大地主である男爵家の納屋の床が抜け、小作人の妻が亡くなる。
同じく男爵家の納屋に火がつけられ燃えてしまう。
たちまち、小さな村は不穏な空気に包まれます。
村人は疑心暗鬼に陥り、隣人に疑いの目を向けます。
そして、子どもたちは深い苦悩を抱えていました。
とにかく不条理な事件が相次ぐのですが、それに対する推理も展開されず、真実も明かされたのかどうか明白ではありません。
当然ながら名探偵も登場しませんし、事件がまったく解明されない。
こんなストレスのたまるクライム・ミステリーは初めてです。

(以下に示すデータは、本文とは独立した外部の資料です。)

Issue #513, opened 2021-01-12
value_changed and value_change_applied triggers problem


rbino:
`value_changed` and `value_change_applied` triggers are not executed when `match_path` is `/*`

rbino:
Closed by #520

PR #520, opened 2021-01-21
RM: Disallow `/*` match path when using value_change* trigger

bettio:
See also issue #513.

### DIFF
--- a/apps/astarte_realm_management/lib/astarte_realm_management/engine.ex
+++ b/apps/astarte_realm_management/lib/astarte_realm_management/engine.ex
@@ -553,10 +553,18 @@ defmodule Astarte.RealmManagement.Engine do
     with {:ok, interface} <- Queries.fetch_interface(client, interface_name, interface_major) do
       case interface.aggregation do
         :individual ->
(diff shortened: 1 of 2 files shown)


apps/astarte_realm_management/lib/astarte_realm_management/engine.ex
```diff
@@ -553,10 +553,18 @@ defmodule Astarte.RealmManagement.Engine do
...
-            :ok
+          cond do
+            interface.type != :properties and properties_trigger_type?(data_trigger_type) ->
+              {:error, :invalid_datastream_trigger}
+
+            match_path == "/*" and
+                (data_trigger_type == :VALUE_CHANGE or data_trigger_type == :VALUE_CHANGE_APPLIED) ->
+              # TODO: this is a workaround to a data updater plant limitation
+              # see also https://github.com/astarte-platform/astarte/issues/513
+              {:error, :invalid_trigger}
```
rbino, line 564: I'd return `{:error, :unsupported_trigger_type}` so it's clearer to the user what the specific problem is

rbino (changes requested):

rbino (approved):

ハネケ監督といえば、冷徹で人を不快にさせるといわれているそうですが、まったく不可解な作品です。



映画評論家の清藤秀人氏は「eiga.com」で、この映画で起こる一連の不可解な事件について、「物事は反復されると何らかの意味を持ち始めるもの」と述べています。
さらに、清藤氏は次のように本作品を論評しています。
「時間の経緯と共に、映画はやがて明確なメッセージを観客に突きつけて来る。舞台が第1次大戦前夜の北ドイツの村であることは言うまでもない。権力を持ったコミュニティのドンたちが露骨な悪意の標的にされる。彼らが表向きは秩序や倫理を説きながら、その実、利己的で排他的な己自身の醜い有り様に気づきもしない愚かさと、そんな大人たちを冷酷に見つめる子供たちとの因果関係に思い当たった時、これがヨーロッパ映画としては画期的な“ナチス台頭前夜”にフォーカスした野心作であることが解る。権力者の精神的崩壊と宗教の不寛容は、次世代の行く末にいかに深刻な影を落とすか? 歴史が打ち鳴らすその薄ら寒い警鐘は、戦争と国益に猛進するたった今の現実と、不透明な地球の未来像をも映し出して異様な説得力がある」


                  銀座テアトルシネマの看板


うーん、この映画は“ナチス台頭前夜”にフォーカスしているだって!
たった今の現実と、不透明な地球の未来像をも映し出しているだって!
あいやー、わたしには、さっぱり理解できませんでした。
まあ、上映時間の144分のうちけっこう寝ていた時間が長かったので、わたしが重要な場面を見落としていたのかもしれません。
とにかく、人間の「不安」を描いていることだけは理解できました。
まるでムンク「叫び」を映画にしたような印象でした。